En este domingo leemos en comunidad el evangelio de san Juan 6, 41-51: “En aquel tiempo, los judíos murmuraban de Jesús porque había dicho: “Yo soy el pan bajado del cielo”, y decían:
“¿No es este Jesús, el hijo de José? ¿No conocemos a su padre y a su madre? ¿Cómo dice ahora que ha bajado del cielo?”
Jesús tomó la palabra y les dijo:
“No critiquen. Nadie puede venir a mí si no lo atrae el Padre que me ha enviado.
Y yo lo resucitaré en el último día.
Está escrito en los profetas: “Serán todos discípulos de Dios”.
Todo el que escucha al Padre y aprende, viene a mí.
No es que alguien haya visto al Padre, a no ser el que está junto a Dios: ese ha visto al Padre. En verdad, en verdad os digo: el que cree tiene vida eterna.
Yo soy el pan de la vida. Vuestros padres comieron en el desierto el maná y murieron: este es el pan que baja del cielo, para que el hombre coma de él y no muera.
Yo soy el pan vivo que ha bajado del cielo; el que coma de este pan vivirá para siempre.
Y el pan que yo daré es mi carne para la vida del mundo”.
El contraste entre la Ley del Antiguo Testamento y la persona de Jesús es una constante en el evangelio de Juan. Frente a la Ley y su mundo, el evangelio propone a Jesús como verdadera “verdad” de la vida. En este discurso de Juan 6, se tienen muy en cuenta las tradiciones sapienciales como de más alto valor que el mismo cumplimiento de los preceptos de la Ley. Y en Juan 6 se está pensando que Jesús, la Palabra encarnada, es la realización de ese proyecto sapiencial de Dios.

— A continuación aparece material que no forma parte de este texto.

PR #91, opened 2022-08-24
Add link to downstream analyses repo 

### LINKED ISSUE #88: Link to scpca-downstream-analyses in getting started section
After we make the `scpca-downstream-analyses` repo public and have the core module ready, we should include a link in the portal docs so that users that download data from the portal can navigate to `scpca-downstream-analyses` if they want to use it for analyzing the data they have downloaded. To me this makes sense to live in the `Getting Started with an ScPCA dataset` section of the docs.

allyhawkins:
Closes #88 

Here I added a link to the downstream analyses repo in the getting started section. I wasn't quite sure how much detail we wanted to put here, but I wanted to emphasize that there is a workflow that processes samples in parallel and performs the steps mentioned in the getting started doc. I think this is probably the only place in the docs where it makes sense to include a link. 

Also there's some trimming of white space, so apologies for the extra lines in the diff.

### DIFF
--- a/docs/getting_started.md
+++ b/docs/getting_started.md
@@ -2,6 +2,9 @@
 
 This section provides information on next steps you might take after downloading a dataset from the ScPCA portal.
 
+More resources for processing single-cell datasets can be found on our Github in the [`scpca-downstream-analyses` repository](https://github.com/AlexsLemonade/scpca-downstream-analyses).
+This repository houses a workflow that can be used to perform initial filtering, dimensionality reduction, normalization, and clustering on single-cell and single-nuclei samples in parallel.
+
 ## Importing ScPCA data into R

El evangelio de hoy nos introduce en un segundo momento del discurso del pan de vida. Como es lógico, Juan está discutiendo con los aquellos judíos que no aceptan el cristianismo, y el evangelista les propone las diferencias que existen, no solamente ideológicas, sino también prácticas. Su cristología pone de manifiesto quién fue Jesús: un hombre de Galilea, de Nazaret, ¿cómo puede venir del cielo? Las protestas de los oyentes le da ocasión al Jesús joánico, no de responder directamente a las objeciones, sino de profundizar más en el significado del pan de vida (que al final se definirá como la eucaristía). Pero ahí aparece una de las fórmulas teológicas joánicas de más densidad: yo soy el pan de vida. Y así, el discurso sapiencial se hace discurso eucarístico.

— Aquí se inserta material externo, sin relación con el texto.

PR #108, opened 2023-05-09
Document changes to participant ID requirements

### LINKED ISSUE #107: Tweak FAQ and downloaded files section for participant IDs to allow for future additions
There will be projects released shortly that do not currently have multiple samples that map to the same participant, but we expect future releases to include samples to meet that condition. The investigator has asked us to include participant IDs so that we don't have to make any revisions later.

As such, we're going to need to change the language in this FAQ to cover these cases: https://github.com/AlexsLemonade/scpca-docs/blob/5c66caa36f99b764f9f770e282b5787e318f3029/docs/faq.md#why-do-some-samples-have-missing-participant-ids

**Edit:** Also need to address this section: https://github.com/AlexsLemonade/scpca-docs/blob/5c66caa36f99b764f9f770e282b5787e318f3029/docs/download_files.md#metadata, so I've updated the title accordingly.

Anyone who implements this should find all "participant" to be sure everything has been addressed.

allyhawkins:
Closes #107 

I updated the metadata table in the download files section to mention that the participant ID is required for all participants that have multiple samples, but optional in other cases. I also updated the FAQ to reflect when the ID is required vs. optional.

### DIFF
--- a/docs/download_files.md
+++ b/docs/download_files.md
@@ -71,7 +71,7 @@ The `single_cell_metadata.tsv` file is a tab-separated table with one row per li
 | `technology`      | 10X kit used to process library                                |
 | `filtered_cell_count` | Number of cells after filtering with `emptyDrops`          |
 | `submitter_id`    | Original sample identifier from submitter                      |
-| `participant_id`  | Original participant id, if there are multiple samples from the same participant                                                                        |
+| `participant_id`  | Original participant id, required to be present if there are multiple samples from the same participant, optional for all other samples                                                                        |
 | `submitter`       | Submitter name/id                                              |
 | `age`             | Age at time sample was obtained                                |
 | `sex`             | Sex of patient that the sample was obtained from               |
--- a/docs/faq.md
+++ b/docs/faq.md
@@ -50,7 +50,7 @@ The `participant_id`, when present, indicates the participant from which a colle
 For example, one participant may have a sample collected both at initial diagnosis and at relapse.
 This would result in two different sample ID's, but the same participant ID.
 However, for most participants, only a single sample was collected and submitted for sequencing.
-Because of this, many samples do not have a separate participant ID.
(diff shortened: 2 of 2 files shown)


docs/faq.md
```diff
@@ -51,7 +51,8 @@ For example, one participant may have a sample collected both at initial diagnos
 This would result in two different sample ID's, but the same participant ID.
 However, for most participants, only a single sample was collected and submitted for sequencing.
 Because of this, many of the samples do not have a separate participant ID.
-Participant IDs are only present for samples that were derived from the same participant as at least one other sample.
+A `participant_id` is required for all samples that were derived from the same participant as at least one other sample.
+They may also be present for samples in which there is only one sample collected from a participant, but for this scenario the presence of a `participant_id` is optional.
```
jaclyn-taroni, line 55:
```suggestion
They may also be present for samples in which only one sample is collected from a participant, but for this scenario, the presence of a `participant_id` is optional.
```

docs/download_files.md
```diff
@@ -71,7 +71,7 @@ The `single_cell_metadata.tsv` file is a tab-separated table with one row per li
 | `technology`      | 10X kit used to process library                                |
 | `filtered_cell_count` | Number of cells after filtering with `emptyDrops`          |
 | `submitter_id`    | Original sample identifier from submitter                      |
-| `participant_id`  | Original participant id, if there are multiple samples from the same participant                                                                        |
+| `participant_id`  | Original participant id, required to be present if there are multiple samples from the same participant, optional for all other samples                                                                        |
```
jaclyn-taroni, line 74:
```suggestion
| `participant_id`  | Original participant id, required when there are multiple samples from the same participant, optional for all other samples                                                                        |
```

jaclyn-taroni (approved):
Returning a few wordsmithing items to improve clarity. Approving with the expectation that you'll accept those 👍🏻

La presencia personal de Jesús en la eucaristía, pues, es la forma de ir a Jesús, de vivir con El y de El, y que nos resucite en el último día. El pan de vida nos alimenta, pues, de la vida que Jesús tiene ahora, ya no cabe la muerte. Y aunque se use una terminología que nos parece inadecuada, como la carne, la “carne” representa toda la historia de Jesús, una historia de amor entregada por nosotros. Y es en esa historia donde Dios se ha mostrado al hombre y les ha entregado todo lo que tiene. Por eso Jesús es el pan de vida. Y el pan de vida, hace vivir. Esta es la lógica consecuencia.
“¿Te quejas que la Misa es largaàno será que tu amor es corto?”, solía decir un santo de nuestra época. Nos hace pensar.
La vida plena ya se da, ya se ha adelantado para los que escuchan y “comen” la “carne” (participación eucarística”). Pero se dice, a la vez, que será “en el último día”. La vida que se nos da en la eucaristía como participación en la vida, muerte y resurrección de Jesús no es un simulacro de vida eterna, sino un adelanto sacramental, real y verdadero. ¿”Gustamos” ya de ese Misterio que se da en cada Eucaristía? ¿Es nuestro gran valor?